→ **Your goal**
Please repeat, from the entries that follow, the lines from the one containing "the last_accessed_at work" through the one containing "100ms is plenty." exactly, adding nothing.

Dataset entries
PR #1234, opened 2026-05-22
fix(helm,docs): use `ncps migrate up`, drop dbmate

kalbasit:
The dbmate→Ent migration removed dbmate from the runtime container
image (only /bin/ncps ships now), but the Helm chart's three migration
entrypoints and the _helpers.tpl partial still invoked /bin/dbmate
with DATABASE_URL. Helm deploys of the post-Ent branch would crash
with `exec: "/bin/dbmate": no such file or directory`. Several
developer + user docs also described the dbmate-era workflow and
db/migrations/<dialect> paths that no longer exist.

Changes:

* charts/ncps/templates/_helpers.tpl: ncps.migrationDatabaseURLEnv
  now emits CACHE_DATABASE_URL (the env-var source already declared
  by the --cache-database-url flag in pkg/ncps/migrate.go). Secret
  key name (database-url) is unchanged.
* charts/ncps/templates/{migration-job,statefulset,deployment}.yaml:
  command "/bin/ncps", args ["migrate","up"].
* charts/ncps/tests/migration_test.yaml (new): 6 helm-unittest cases
  asserting command/args/env for migration-job + both initContainer
  forms, covering sqlite (literal value) and postgres (secretKeyRef).
  Locks down the new spec contract added in this change.
* docs: replace every dbmate invocation across 12 files (developer +
  user guides, Docker / Docker Compose / Kubernetes / NixOS install
  recipes, troubleshooting) with the equivalent
  `ncps migrate up --cache-database-url=...` command. Updated the
  Contributing.md project tree to reflect ent/, migrations/, and the
  cmd/{ent-lint,generate-migrations,atlas-sum-check} helpers. Added
  an "Upgrading past the Ent migration release" subsection to
  Operations/Upgrading.md.
* openspec/changes/update-migration-docs-and-chart/: full
  spec-driven artifact set (proposal, design, specs delta on
  database-migrations, tasks). The specs delta adds a new requirement
  pinning the runtime migration entrypoint to /bin/ncps so any
  future deployment artifact knows to avoid dbmate.

Verified: nix fmt clean, helm unittest charts/ncps green (135/135),
no dbmate references remain in charts/ or docs/ outside the
intentional upgrade-note callout.

PR #1233, opened 2026-05-22
test(dev-scripts): add e2e migration test orchestrator

kalbasit:
dev-scripts/test-migration-e2e.py drives a main→current-branch
migration test across 12 scenarios (3 DBs × 2 CDC modes × 2 storage
backends). For each scenario it:

  1. Resets var/ncps + drops dev DBs + recreates the S3 bucket.
  2. Detaches HEAD at main, starts ncps via dev-scripts/run.py.
  3. Seeds the cache via dev-scripts/nix-isolated-build.py with two
     small Nix packages.
  4. Snapshots tables + narinfo hashes + pubkey.
  5. Switches back to the migration branch and runs
     `go run . migrate up --dry-run` then `migrate up` then
     `--dry-run` again, asserting idempotency.
  6. Snapshots again and verifies every pre-migration narinfo hash
     is still present.
  7. Restarts ncps on the migration branch and verifies the cache
     still serves a pre-existing entry (cache-hit) AND can accept a
     new write (write-path).

The detached-HEAD checkout avoids conflicting with the main worktree
in this repo. Per-scenario nix temp stores are routed onto the real
disk via TMPDIR=var/ncps/nix-tmp so a tmpfs /tmp can't exhaust the
test run after a handful of scenarios. Result logs land under
.e2e-results/<timestamp>/ which is now in .gitignore.

PR #1241, opened 2026-05-23
test: shrink go test wall time ~48%

kalbasit:
`nix flake check` and `go test -race ./...` were slow enough (~88s
on a quiet machine) to discourage running the full suite locally.
This change keeps every assertion but stops paying for real network
sleeps, SDK retry backoffs, oversized payloads, and per-test go
builds.

Profiling tool:
- Add dev-scripts/profile-tests.py to rank packages and tests by
  wall time from `go test -json` output. Kept as a permanent project
  tool so future drift is easy to spot.

pkg/cache/upstream (13.6s -> 2.0s):
- The four "timeout if server takes more than 3 seconds before first
  byte" subtests now pass an explicit ResponseHeaderTimeout=50ms and
  stall the server only 500ms, instead of waiting on the production
  default 3s timeout.
- The "custom DialerTimeout" subtest previously used a slow-Accept
  listener, which does NOT delay the dialer (the kernel auto-
  completes the SYN handshake), so the original test was indirectly
  hitting ResponseHeaderTimeout. Rewrite it to dial 192.0.2.1
  (TEST-NET-1, RFC 5737) with DialerTimeout=50ms, which actually
  trips the dialer's timer.

pkg/storage/s3 (12.2s -> 1.5s):
- minio-go retries RoundTripper errors with exponential backoff,
  taking 3-5s per ErrorPath test (15+ tests).
- Replace those mocks with a new s3ErrorResponse() helper that
  returns a non-retryable 403 AccessDenied. Where assertions check
  for sentinel text ("put failed", "list objects failed", etc.) the
  message is embedded in the response body so minio-go surfaces it
  verbatim into err.Error() and existing assertions keep working.

pkg/cache (16.5s -> ~4s):
- DeadlockContextCancellationDuringDownload: 1MB / 1024-chunk /
  10ms-per-chunk payload shrunk to 50KB / 50-chunk / 5ms-per-chunk.
  Background-completion timeouts trimmed from 10s/15s to 3s/3s.
- Four 1s sleeps in last-accessed-at tests cut to 100ms; all
  supported engines store timestamps with sub-second precision.
- TestIssue990 upstream sleep 1s -> 200ms, post-cancel wait 1.5s ->
  500ms.
- TestCDCBackends first-pull chunking delay 2s -> 500ms.

pkg/lock/redis (7.8s -> 2.0s):
- TestNewLocker_ReturnType wrapped each NewLocker call in a 500ms
  context so the degraded-mode Ping retries don't burn the go-redis
  default DialTimeout (5s) per attempt.

cmd/generate-migrations (5.1s -> 3.0s):
- buildGenerateMigrations now uses sync.Once + TestMain so the
  binary is built once per package run instead of per-test.

Also scaffolds the OpenSpec change (proposal, design, two specs,
tasks) that drove this work, plus the baseline / post-batch timing
captures used to verify progress.

All edits keep the race detector on; lint is clean; every
re-profiled package passed \`go test -race\`.

### DIFF
--- a/cmd/generate-migrations/main_test.go
+++ b/cmd/generate-migrations/main_test.go
@@ -1,12 +1,27 @@
 package main_test
 
 import (
+	"context"
+	"os"
 	"os/exec"
 	"path/filepath"
+	"sync"
 	"testing"
 
 	"github.com/stretchr/testify/assert"
 	"github.com/stretchr/testify/require"
+)
+
+// sharedBinary is built once for the whole package via TestMain so each test
+// reuses the same executable. Building it per-test cost ~3-4s × N.
+//
+//nolint:gochecknoglobals // intentional package-level state for one-shot binary build
+var (
+	sharedBinary    string
+	errSharedBuild  error
+	sharedBuildOnce sync.Once
+	sharedBuildOut  string
+	sharedBinaryDir string
 )
 
 // TestSQLOnlyEmitsThreeDialects verifies the --sql-only path produces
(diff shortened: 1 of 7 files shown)


kalbasit:

- #1231
    - #1232
        - #1233
            - #1234
                - #1241 ◀
                    - #1242
                        - #1243
                            - #1244
                                - #1245
                                    - #1246

PR #1242, opened 2026-05-23
test: shrink fsck/security/large-narinfo tests

kalbasit:
Continues the previous commit's work. Each remaining outlier had a
concrete cause; this round drops the full suite from ~45.5s to
~41.6s, putting it past the stretch >=50% reduction target vs the
original 88.1s baseline.

pkg/ncps/fsck_test.go TestFsckBackends/SQLite/VerifiedSince
(2.05s -> 0.15s):
- The "wait long enough that --verified-since 1s actually trips"
  step relied on a 2-second sleep so that the subsequent fsck call
  with --verified-since=1s would not skip. Sub-second timestamp
  precision is available on every supported engine, so swap to a
  100ms sleep and --verified-since=1ms.

pkg/ncps/migrate_narinfo_test.go LargeNarInfo (1.31s -> 0.01s):
- The "large" narinfo had 100 references, 50 signatures, and a 1 MB
  random NAR body. Migration only walks narinfo files and inserts
  refs/sigs; the NAR body is never read. Shrink references to 20,
  signatures to 10, NAR body to 1 KB; update spot-check indices to
  match. 20 refs is still far above the typical narinfo (2-5).

pkg/server/security_test.go TestSecurity (2.02s -> 0.42s):
- Four "should NOT reach upstream" subtests each waited a full 500ms
  to confirm the upstream channel stayed empty. An in-process
  httptest.Server roundtrip takes ~1ms, so 100ms is plenty of
  margin. Both arms (positive and negative) now use the same 100ms
  cap.

pkg/cache/cache_internal_test.go (last_accessed_at sleeps):
- Two more occurrences of "ensure time has moved by one sec" in the
  RunLRU / RunLRUCleanupInconsistentNarInfoState code paths cut from
  1s to 100ms, matching the change already made in cache_test.go in
  the previous commit.

pkg/cache/cache_internal_test.go testConcurrentDecompression
(1.13s -> ~0.3s):
- The 1 MiB random NAR + zstd compression pre-step dominated wall
  time; the concurrent-decompression assertion is just as strong
  with a 100 KiB payload and saves the bulk of the randomness +
  zstd cost.

Also captures the post-batch profiler output under
openspec/changes/less-tests/after-batch3-timings.txt.

Skipped intentionally:
- TestCDCChunker_Chunk_ErrorRace (10000 iterations to catch a
  historical race): already short-mode gated; reducing iterations
  would weaken the safety net.
- TestGetNarInfoDistributedCoordination (1s upstream sleeps): the
  test models inter-instance lock coordination and the 1s/2s
  timeouts give margin against CI load. Risk of flake outweighs the
  ~1s saving.

Verified with `go test -race -count=1` on every touched package;
\`golangci-lint run\` is clean; \`nix fmt\` shows no changes.

### DIFF
--- a/pkg/cache/cache_internal_test.go
+++ b/pkg/cache/cache_internal_test.go
@@ -464,8 +464,9 @@ func testRunLRU(factory cacheFactory) func(*testing.T) {
 			assert.True(t, found, nu.String()+" should exist in the store")
 		}
 
-		// ensure time has moved by one sec for the last_accessed_at work
-		time.Sleep(time.Second)
+		// Ensure time has advanced past timestamp precision for the last_accessed_at
+		// work. Every supported engine stores sub-second precision, so 100ms is plenty.
+		time.Sleep(100 * time.Millisecond)
 
 		// pull the nars except for the last entry to get their last_accessed_at updated
 		sizePulled = 0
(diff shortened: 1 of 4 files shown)


kalbasit:

- #1231
    - #1232
        - #1233
            - #1234
                - #1241
                    - #1242 ◀
                        - #1243
                            - #1244
                                - #1245
                                    - #1246

PR #1243, opened 2026-05-23
fix(ncps): close dbClient on shutdown; use FORCE drop in tests

kalbasit:
Found while shrinking the integration-test wall time. Every ncps
subcommand (serve, fsck, migrate-narinfo, migrate-nar-to-chunks)
opens a *database.Client via createDatabaseClient but never registers
its Close in the cli After-hook. In production the process just
exits so it's invisible; in tests the connection pool lingers, and
every integration-test cleanup paid a flat ~5s waiting for
DROP DATABASE to drain the leaked connections.

Quantified impact (full integration run, all deps live):
- pkg/ncps total: 23.07s -> 6.28s
- 18 TestFsckBackends/PostgreSQL/CDC/* tests all dropped off the
  "elapsed > 500ms" list (was uniformly ~5s each).
- Cumulative `go test -race ./...` with integration backends:
  80.09s -> 64.40s (~20% reduction in this commit alone).

Changes:
- pkg/ncps/{fsck,serve,migrate_narinfo,migrate_nar_to_chunks}.go:
  register `dbClient.Close` as a shutdown function right after
  createDatabaseClient. Captured by closure so the body of the
  Action continues to use the same client; After-hook calls Close
  in parallel with otelShutdown via wg.Go.
- nix/process-compose/postgres-dblink-create-drop-functions.sql:
  drop_test_db now issues `DROP DATABASE ... WITH (FORCE)` (PG 13+)
  as a belt-and-braces measure in case any future test still leaks
  a connection past Close. The Go-side fix above is the actual
  reason the per-test wait disappeared.

Also captures the integration timings before and after this commit
under openspec/changes/less-tests/integration-*-timings.txt.

Verified: `go test -race` on every touched package passes;
\`golangci-lint run\` is clean. The applied SQL function update was
also run against the live PG instance by hand so subsequent local
runs immediately benefit.

### DIFF
--- a/nix/process-compose/postgres-dblink-create-drop-functions.sql
+++ b/nix/process-compose/postgres-dblink-create-drop-functions.sql
@@ -34,13 +34,17 @@ END;
 $$ LANGUAGE plpgsql SECURITY DEFINER;
 
 -- 4. Function to DROP database
+-- Uses WITH (FORCE) (PostgreSQL 13+) so leaked connections from the test process
+-- (e.g. the inner dbClient pool used by ncps subcommands) don't make DROP DATABASE
+-- block for the connection idle timeout. Without FORCE, every per-test cleanup paid
+-- a ~5s wait for connections to drain.
 CREATE OR REPLACE FUNCTION drop_test_db(dbname text) RETURNS void AS $$
 BEGIN
     IF left(dbname, 5) != 'test-' THEN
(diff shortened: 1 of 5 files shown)


kalbasit:

- #1231
    - #1232
        - #1233
            - #1234
                - #1241
                    - #1242
                        - #1243 ◀
                            - #1244
                                - #1245
                                    - #1246

PR #1244, opened 2026-05-23
test: shrink integration outliers (s3 bucket, redis TTL, NAR)

kalbasit:
Continuation of the integration-test wall-time work. Builds on the
fix(ncps): close dbClient on shutdown commit, which already removed
~16s of DROP DATABASE wait. This commit picks off the remaining
named integration outliers:

pkg/storage/s3 TestNew_BucketAccessError (5.22s -> ~0s):
- The RoundTripper mock returned a Go error, triggering minio-go's
  exponential-backoff retry loop (~5s before giving up). Replace
  with s3ErrorResponse() so the SDK gives up immediately on the
  non-retryable 403. The production wrapper at s3.go:95 already
  wraps any non-nil err with "error testing bucket access", so the
  Contains() assertion still passes. The now-unused
  errTestingBucketAccess sentinel is removed.

pkg/cache TestDistributedBackends/.../LockFailover (4.51s -> ~1s
each, x3 backends):
- shortTTL: 2s -> 500ms (sleep matched at 800ms).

→ **Output of the exercise**
-		// ensure time has moved by one sec for the last_accessed_at work
-		time.Sleep(time.Second)
+		// Ensure time has advanced past timestamp precision for the last_accessed_at
+		// work. Every supported engine stores sub-second precision, so 100ms is plenty.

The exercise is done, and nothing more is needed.